[Stored dataset items]
Issue #976, opened 2018-04-02
Progress tab is selected whenever page updates


mdbenjam:
The progress tab is selected on the download page whenever the list of documents is updated. If someone clicks on `completed` we should keep that tab highlighted.

![completedtab](https://user-images.githubusercontent.com/3885236/38210975-fce8995c-3686-11e8-94de-9f0883dc972b.gif)

PR #977, opened 2018-04-03
Add manifest failed page and fix active tab

mdbenjam:
Fixes: https://github.com/department-of-veterans-affairs/caseflow-efolder/issues/976

This PR address two issues:
1) Stops the download page from always making the progress tab active whenever the list of files changes.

> [WHAT THIS TASK INVOLVES] In the data above, find the line that contains "The progress tab is" and the line that contains "This PR address". Repeat exactly those lines and every line between them, and only those.

> [ANSWER BOX]
The progress tab is selected on the download page whenever the list of documents is updated. If someone clicks on `completed` we should keep that tab highlighted.

![completedtab](https://user-images.githubusercontent.com/3885236/38210975-fce8995c-3686-11e8-94de-9f0883dc972b.gif)

PR #977, opened 2018-04-03
Add manifest failed page and fix active tab

mdbenjam:
Fixes: https://github.com/department-of-veterans-affairs/caseflow-efolder/issues/976

This PR address two issues:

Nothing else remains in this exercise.